Influence of the Alloying Elements on the Corrosion Behavior of As-Cast Magnesium–Gallium–Zinc Alloys in Simulated Body Fluid

Abstract

The in vitro corrosion rate of as-cast ternary Mg-Ga-Zn alloys in simulated body fluid (SBF) was evaluated. The effects of Ga3+ and Zn2+ on the formation, growth and stability of Ca, P-rich compounds on the surface of the ternary alloys, and the effect of these compounds on corrosion rate, were studied. Ternary Mg-Ga-Zn alloys (Ga from 0.375 to 1.5 wt% and Zn from 1.5 to 6 wt%) were obtained and then immersed in SBF to evaluate the corrosion rate using the weight loss method. The species formed on the alloys surface were characterized by X-ray diffraction (XRD), scanning electron microscopy (SEM) and Fourier-transform infrared spectroscopy (FT-IR). The formation of amorphous Ca, P-rich compounds on the alloys was observed.

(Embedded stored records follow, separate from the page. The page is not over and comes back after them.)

Issue #430, opened 2021-06-10
SVG Gradient Issue


hermet:
"intertwingly.svg" in the thorvg examples doesn't show the gradient fill correctly. Need to investigate it.

mgrudzinska:
I solved it by removing the whole part with usePercentage from the grad, but I want to double check it, since now tvg supports only `userSpaceOnUse`. the other value could be `objectBoundingBox` and it has to be added (that's why clipping in the #429 doesn't work). So some recalculations, like with the usePercentage, has to be done and that's why I don't want to push now a patch where I removed them.

mgrudzinska:
it's partially solved in #514 - the rest of the differences in because tvg does not support fx and fy attributes

hermet:
look good enough.

PR #514, opened 2021-06-25
svg_loader: recalculating the default values of grads

mgrudzinska:
The default values of gradient properties were handled differently
than the values given by a user/in an svg file.

before:
1before

after:
1after

this helps in #430 and solves e-stop-019.svg from #457

### DIFF
--- a/src/loaders/svg/tvgSvgLoader.cpp
+++ b/src/loaders/svg/tvgSvgLoader.cpp
@@ -1091,8 +1091,14 @@ static SvgNode* _createSvgNode(SvgLoaderData* loader, SvgNode* parent, const cha
     doc->preserveAspect = true;
     simpleXmlParseAttributes(buf, bufLength, _attrParseSvgNode, loader);
 
-    if (loader->svgParse->global.w == 0) loader->svgParse->global.w = loader->svgParse->node->node.doc.w;
-    if (loader->svgParse->global.h == 0) loader->svgParse->global.h = loader->svgParse->node->node.doc.h;
+    if (loader->svgParse->global.w == 0) {
+        if (doc->w < FLT_EPSILON) loader->svgParse->global.w = 1;
+        else loader->svgParse->global.w = doc->w;
+    }
+    if (loader->svgParse->global.h == 0) {
+        if (doc->h < FLT_EPSILON) loader->svgParse->global.h = 1;
+        else loader->svgParse->global.h =doc->h;
+    }
 
     return loader->svgParse->node;
 }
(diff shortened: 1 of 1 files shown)


mgrudzinska:
@JSUYA I was wondering about the ``global`` variable. I think it's connected with nesting in the svg file - am I right? 
For now it looks a bit useless, but I didn't want to change the whole logic, since we may need it at some point.

src/loaders/svg/tvgSvgLoader.cpp
```diff
@@ -1913,13 +1913,13 @@ static SvgStyleGradient* _createRadialGradient(SvgLoaderData* loader, const char
...
     /**
-    * Default values of gradient
+    * Default values of gradient transformed into global percentage
     */
-    grad->radial->cx = 0.5;
-    grad->radial->cy = 0.5;
-    grad->radial->fx = 0.5;
-    grad->radial->fy = 0.5;
-    grad->radial->r = 0.5;
+    grad->radial->cx = 0.5 / loader->svgParse->global.w;
```
hermet, line 1918: 1. Here it verifies w/h is greater than 0?

2. please append *f  for the float types. => 0.5f;

src/loaders/svg/tvgSvgLoader.cpp
```diff
@@ -1913,13 +1913,13 @@ static SvgStyleGradient* _createRadialGradient(SvgLoaderData* loader, const char
...
+    grad->radial->cy = 0.5 / loader->svgParse->global.h;
+    grad->radial->fx = 0.5 / loader->svgParse->global.w;
+    grad->radial->fy = 0.5 / loader->svgParse->global.h;
+    grad->radial->r = 0.5 / (sqrt(pow(loader->svgParse->global.h, 2) + pow(loader->svgParse->global.w, 2)) / sqrt(2.0));
```
hermet, line 1922: 2.0f

hermet (commented):
some minor nitpicks.

hermet:
leaving to @JSUYA verification.

src/loaders/svg/tvgSvgLoader.cpp
mgrudzinska: it may be zero and then it's a problem for defaults but also for the values given by the user (there is also division by 0).
I'll think about this 'global' variable...

mgrudzinska:
@JSUYA I'd like to take care about ```global``` in a separate pr.
It's a different problem how to deal with zeros in a ```viewBox``` attrib. After solving it, it will be guarantied that global is != 0.

src/loaders/svg/tvgSvgLoader.cpp
```diff
@@ -1913,13 +1913,13 @@ static SvgStyleGradient* _createRadialGradient(SvgLoaderData* loader, const char
...
     */
-    grad->radial->cx = 0.5;
-    grad->radial->cy = 0.5;
-    grad->radial->fx = 0.5;
-    grad->radial->fy = 0.5;
-    grad->radial->r = 0.5;
+    grad->radial->cx = 0.5f / loader->svgParse->global.w;
+    grad->radial->cy = 0.5f / loader->svgParse->global.h;
+    grad->radial->fx = 0.5f / loader->svgParse->global.w;
+    grad->radial->fy = 0.5f / loader->svgParse->global.h;
```
JSUYA, line 1921: If the viewbox and width and height are set to 0 in the svg file, global.w and h can be 0.
It's a wrong svg file but we need to make sure SvgLoader doesn't crash.
Even if you make a patch for global.w and h later, I think we need the logic to check zero now.

how about this?
```cpp
auto w = loader->svgParse->global.w  != 0 ? loader->svgParse->global.w : 1;
...
```

mgrudzinska: @JSUYA please give me some time to think about the best solution

hermet: Return immediately in the beginning of validation header. (if size is invalid)

mgrudzinska: it's just a temporary solution. For now I made sure, that the global variables are not zeros.
I don't want to add the check as @JSUYA suggested, since it should be done earlier, when the svg tag appears. The coordinate system is related to the attributes, that are present in this tag. And the global variables representing this coordinate system.

hermet: @mgrudzinska  I mentioned we can handle it in the header validation (of Svg Loader), It's an exceptional handling for safer program. Anyway no one reject this patch, and that topic is another one.

hermet (approved):

PR #516, opened 2021-06-25
svg_loader: negative attrs length fix

mmaciola:
After finding no attributes but white spaces, attrsLength could be negative
that resulted in segmentation fault in simpleXmlParseAttributes function.

Minimal svg that caused segmentation fault before this patch applied:
```
<?xml version="1.0" encoding="UTF-8"?>
<svg><g ></g></svg>
```

@Issue: https://github.com/Samsung/thorvg/issues/487

### DIFF
--- a/src/loaders/svg/tvgSvgLoader.cpp
+++ b/src/loaders/svg/tvgSvgLoader.cpp
@@ -2175,11 +2175,11 @@ static void _svgLoaderParserXmlOpen(SvgLoaderData* loader, const char* content, 
     if (attrs) {
         //Find out the tag name starting from content till sz length
         sz = attrs - content;
-        attrsLength = length - sz;
         while ((sz > 0) && (isspace(content[sz - 1]))) sz--;
         if ((unsigned)sz >= sizeof(tagName)) return;
         strncpy(tagName, content, sz);
         tagName[sz] = '\0';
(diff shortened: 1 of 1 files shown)


src/loaders/svg/tvgSvgLoader.cpp
```diff
@@ -2175,11 +2175,11 @@ static void _svgLoaderParserXmlOpen(SvgLoaderData* loader, const char* content,
     if (attrs) {
         //Find out the tag name starting from content till sz length
         sz = attrs - content;
-        attrsLength = length - sz;
         while ((sz > 0) && (isspace(content[sz - 1]))) sz--;
         if ((unsigned)sz >= sizeof(tagName)) return;
         strncpy(tagName, content, sz);
         tagName[sz] = '\0';
+        attrsLength = length - sz;
     }
```
hermet, line 2184: @mmaciola  Looks it needs to return immediately if attrsLength is 0?

mmaciola: I am not sure about returning. The tag is ok and proper node should be created but no attrs parsing is needed

mmaciola:
Added similar change to `_svgLoaderParserForValidCheckXmlOpen`, fixing segmentation fault for `<svg ></svg>`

The species formed are related to the corrosion rate and the ions released into the SBF. The Mg, Ga and Zn ions released into the SBF during the corrosion process of the studied alloys play an important role in the growth of the Posner’s clusters, propitiating the reduction in size of the Ca, P-rich agglomerates. The corrosion rate of these as-cast ternary alloys increased as the intermetallics formed increased. The amount and size of the intermetallics formed depend on the Ga and Zn concentration in the alloys.